Калвер уронил голову на руки. Да, они свое получили, эти восемь ребят, подумал Калвер, уж это точно. «Утро не тронет — день не слепит»… Ничто им не ведомо. Они и не успели ничего изведать — даже жалости и сострадания, и кто знает, не лучше ли такой конец? Теплый ветерок налетел с реки, принеся с собой аромат нагретой сосны и болота, деревья пошептались и замерли, а Калвер вдруг ощутил лютую сосущую пустоту в груди — голод, тоску о чем-то, чему он не знал названия. Он почувствовал с небывалой остротой, что всю свою жизнь искал чего-то ускользающего, невыразимо прекрасного, как радостный танец девочек на далекой лужайке или тот единственный музыкальный такт, который жил на окраине памяти; чего он искал — безмятежности? мира? — он не мог передать словами, он знал только, что это всегда оставалось недостижимым. И тоска зрела, распускалась в нем, и казалось, что не было минуты в его жизни, когда бы он не маршировал в строю, не давился от одиночества и страха.

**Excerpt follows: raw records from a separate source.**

PR #842, opened 2016-11-18
Adding macros to control generic types selection

borisfom:
Minimal changes to allow reduces set of types + refactoring of GenerateAllXX headers


soumith:
i'm sorry but you misunderstood me. we should only do this for cutorch, and not for torch.
torch binaries are < 2 MB, this stuff is not necessary at all.

A PR like this for cutorch, with THC_GENERIC_NO_* defined is fine with me.

borisfom:
No problem! You're right, not worth the trouble in this module.

PR #851, opened 2016-11-28
2 trivial changes to compile with msvc

BTNC:
Hi,

1. THTensorLapack.c : to be consistent with THLapackCheckWithCleanup
2. luaT.c : `lua_pushstring()` returns `const char *` instead of `void `since lua 5.2

Thanks,


soumith:
thanks!

PR #860, opened 2016-12-02
Prevent runover refcount of tensor

drahnr:
This is necessary since for integrations with C one never knows what or when the lua gc kicks in.

### DIFF
--- a/lib/TH/generic/THTensor.c
+++ b/lib/TH/generic/THTensor.c
@@ -598,7 +598,7 @@ void THTensor_(free)(THTensor *self)
   if(!self)
     return;
 
-  if(self->flag & TH_TENSOR_REFCOUNTED)
+  if((self->flag & TH_TENSOR_REFCOUNTED) && (THAtomicGet(&self->refcount) > 0))
   {
     if(THAtomicDecrementRef(&self->refcount))
     {


apaszke:
Why is that necessary? If you see refcount == 0 it likely means that the tensor struct has already been freed, and you're doing invalid memory accesses anyway (also, you're quite likely to see some garbage and stomp on reused memory because of the decref). If you want to use the tensor for time longer than the ffi call, you should call `THTensor_(retain)` and free it manually once you stop processing it.

drahnr:
True, one would access invalidated memory.

In my case I run a C Application which embeds luajit.

I run my forward pass on a video stream and what I saw was a non deterministic behaviour of recounts on the returned tensor from a lua function to C (no ffi).

apaszke:
Well, accessing freed memory sounds like a pretty serious thing to me - it's completely UB. If it happens to be read as a positive `long` you will also decref it (destroying its old contents), or if it happens to be 1, you'll also try to free it. I don't think that adding these checks is a good idea. If you need them, you likely have some logic error in your program.

Of course it might be "nondeterministic", because the GC might sometimes decide that it doesn't care and it's not the time to free the tensor yet. Still, my advice is the same, if you need to ensure that the tensor is alive for some time in your C code, just `retain` and `free` it manually. These operations are  cheap and you'll be sure that your program will work as expected every time.

drahnr:
The problem is not that I want to retain them, I want to free the mem since I am working in a memory constrained env. So every tensor that survives an iteration of my 60 fps use case is an actual problem.

I understand that undef mem access is as bad, but in that case there should be asserts added.

soumith:
@drahnr if the GC non-determinism is really a problem, you can free the tensor after it's use in lua-land with `:free()`. I dont think hacking around the refcount like this is really a good solution.

For example:

```lua
while true do
   frame = receive()
   -- let's say frame is a torch.*Tensor received from the C side   
   -- do something with frame
   -- now, you are done with using frame
    frame:free()
end
```

apaszke:
@soumith I don't think that's going to work. `free` only decrefs the refcount but it doesn't invalidate the lua object, so the GC will try to free it once more for sure. `frame:set()` will detach the tensor, and free its memory immediately.

apaszke:
@drahnr I would say that invalid memory accesses are one of the biggest problems you can possibly have in your program! The only way for them to be non-destructive is when you actually happen to hit them only when they're in the allocator cache (good luck). If they have been reused you'll end up modifying the bits of some random objects because of the decref. This is a terrible bug, as it's going to silently corrupt your state and crash your program only sometime later. If they were truly freed you'll get a SIGSEV. Both of them seem pretty bad to me.

drahnr:
The `:set()` trick only works for passing an tensor as argument, but not for the case when returning the argument.

My use case is not a lua for loop, but a C for loop with one call per iteration to lua.
```

while(1) {
input = <alloc tensor>
luaT_push(input, ...)
lua_pcall(...)
luaT_pop(output, ...)
...
}
```

The only thing that worked to some extent was static allocation of two tensors in C and then resizing the output tensor as needed in lua. This is not really what I was looking for.

drahnr:
Please see related https://github.com/torch/torch7/issues/862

Ну что ж, думал он, все они получили свое, и каждый по-своему. Полковник получил свой марш и свою победу, и Калвер никак не мог понять, почему он не вызывает ненависти. Может быть, потому, что полковник был из другой породы людей, настолько чуждой Калверу, что он вообще казался не человеком, а набором понятий и поступков, не поддающихся объяснению, и ненавидеть его было так же бессмысленно, как ненавидеть людоеда за то, что он людоед. Как бы то ни было, свое он получил. А что до Маникса — ну, он-то уж наверняка получил свое, в этом не было сомнения. Старик Эл, с нежностью подумал Калвер. Где он сейчас, несокрушимый и обездоленный странник, заблудившийся в ночи цивилизованного века, в дебрях нескончаемых войн?